PR #2180, opened 2026-04-08
Rewrite EXPLICIT_*_TRAITS_MEMBER macros for clang-21 compatibility

Baltoli:
## Summary

- Replaces the variable template + `decltype` pattern in `EXPLICIT_*_TRAITS_MEMBER` macros with explicit instantiation of a local function template using the member pointer as an NTTP
- The old pattern put `&Class::member<traits>` in a variable template initializer, which [temp.spec.general]/6 specifically does NOT exempt from access checking in explicit instantiation declarations — clang-21 enforces this
- The new pattern places the member pointer in the NTTP of an explicit instantiation declaration, where access checking IS relaxed per the standard
- No changes needed to any class headers — the fix is entirely in `explicit_traits.hpp`

## Test plan

- [x] Full build passes (GCC 15, RelWithDebInfo)
- [x] Full build passes (Clang 19, Debug + MONAD_COMPILER_TESTING)
- [x] clang-tidy clean (138/138 files)
- [x] Trait instantiation check passes (no overlaps)

### DIFF
--- a/category/execution/monad/reserve_balance/reserve_balance_contract.hpp
+++ b/category/execution/monad/reserve_balance/reserve_balance_contract.hpp
@@ -23,6 +23,7 @@
 #include <category/execution/ethereum/core/contract/big_endian.hpp>
 #include <category/execution/ethereum/state3/state.hpp>
 #include <category/execution/ethereum/trace/call_tracer.hpp>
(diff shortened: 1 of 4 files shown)


Baltoli:
@claude review

PR #2185, opened 2026-04-09
Improve triedb rust driver FFI and error handling

andr-dev:


rust/crates/monad-triedb/triedb-driver/src/triedb.cpp
```diff
@@ -102,6 +104,12 @@ int triedb_read(
     triedb *db, uint8_t const *const key, uint8_t const key_len_nibbles,
     uint8_t const **value, uint64_t const block_id)
 {
+    *value = nullptr;
+
+    if (db == nullptr || value == nullptr) {
+        return -3;
```
0xSqualo: Is the `nullptr` assignment intentional here @andr-dev ?

andr-dev: Haha yeah this looks a bit silly, was working on it a bit later into the night 😅 . Fixed!

rust/crates/monad-triedb/src/ffi.rs
```diff
@@ -14,19 +14,57 @@
...
+    /// Traversal finished early (error or early exit)
+    FinishedEarly,
+}
+
+impl TraverseCallbackKind {
+    /// Convert from C enum to Rust enum
+    pub(crate) fn from_c(kind: triedb_async_traverse_callback) -> Option<Self> {
+        #[allow(non_upper_case_globals)]
+        match kind {
+            triedb_async_traverse_callback_triedb_async_traverse_callback_value => {
```
maxkozlovsky: the repeated name looks strange, may be we should fix it in the future.

rust/crates/monad-triedb/src/lib.rs
```diff
@@ -139,48 +147,55 @@ unsafe extern "C" fn traverse_callback(
...
-        let mut lock = traverse_context.data.lock().expect("mutex poisoned");
-        let _ = traverse_context
-            .sender
-            .send(Some(std::mem::take(&mut *lock)));
-        // traverse_context is freed here, because we don't call Box::into_raw
+    let context = context as *mut TraverseContext;
+
+    let Some(op_kind) = TraverseCallbackKind::from_c(op_kind) else {
+        error!(
+            "traverse_callback: unexpected op_kind value: {}",
```
maxkozlovsky, line 158: Might be better to signal the error explicitly to the caller instead of dropping the callback.

rust/crates/monad-triedb/src/ffi.rs
```diff
@@ -14,19 +14,57 @@
...
+    Value,
+    /// Traversal completed normally
+    FinishedNormally,
+    /// Traversal finished early (error or early exit)
+    FinishedEarly,
+}
+
+impl TraverseCallbackKind {
+    /// Convert from C enum to Rust enum
+    pub(crate) fn from_c(kind: triedb_async_traverse_callback) -> Option<Self> {
```
maxkozlovsky: may be more idiomatic to implement this as TryFrom trait. Since it is standard trait, the reader already knows what to expect and how the errors are reported without reading the body of implementation.

rust/crates/monad-triedb/src/lib.rs
```diff
@@ -139,48 +147,55 @@ unsafe extern "C" fn traverse_callback(
...
+    };
 
-    let key = unsafe { std::slice::from_raw_parts(key_ptr, key_len).to_vec() };
-    let value = unsafe { std::slice::from_raw_parts(value_ptr, value_len).to_vec() };
+    match op_kind {
+        TraverseCallbackKind::FinishedEarly => {
+            let ctx = unsafe { Box::from_raw(context) };
+            let _ = ctx.sender.send(None);
+        }
+        TraverseCallbackKind::FinishedNormally => {
```
maxkozlovsky, line 170: Could be single match statement instead of if + match, 
```
match from_c(op_kind) {
Some(FinishedEarly) => ...
...
None => 
}
```

rust/crates/monad-triedb/triedb-driver/src/triedb.cpp
```diff
@@ -63,23 +63,25 @@ struct triedb
 int triedb_open(
     char const *dbdirpath, triedb **db, uint64_t const node_lru_max_mem)
 {
-    if (db == nullptr || *db != nullptr) {
+    if (dbdirpath == nullptr || db == nullptr || *db != nullptr) {
```
maxkozlovsky, line 68: The error handling is inconsistent (returns -1 here, -3 in another function) and uses magic constants. Would be nice to define symbolic names.

rust/crates/monad-triedb/triedb-driver/src/triedb.cpp
```diff
@@ -63,23 +63,25 @@ struct triedb
...
-        std::error_code ec;
+    else if (!ec) {
         for (auto const &file :
              std::filesystem::directory_iterator(dbdirpath, ec)) {
             paths.emplace_back(file.path());
         }
-        if (ec) {
-            return -2;
-        }
+    }
```
maxkozlovsky, line 83: ec is silently convered to -2 without log message. The caller will not be able to figure out what exactly went wrong here in case of an error.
----
▶ _EXERCISE DESCRIPTION_
Copy out the data above word for word, starting at its first line and ending with the line that contains "- Replaces the".

▶ _TASK RESPONSE_
PR #2180, opened 2026-04-08
Rewrite EXPLICIT_*_TRAITS_MEMBER macros for clang-21 compatibility

Baltoli:
## Summary

- Replaces the variable template + `decltype` pattern in `EXPLICIT_*_TRAITS_MEMBER` macros with explicit instantiation of a local function template using the member pointer as an NTTP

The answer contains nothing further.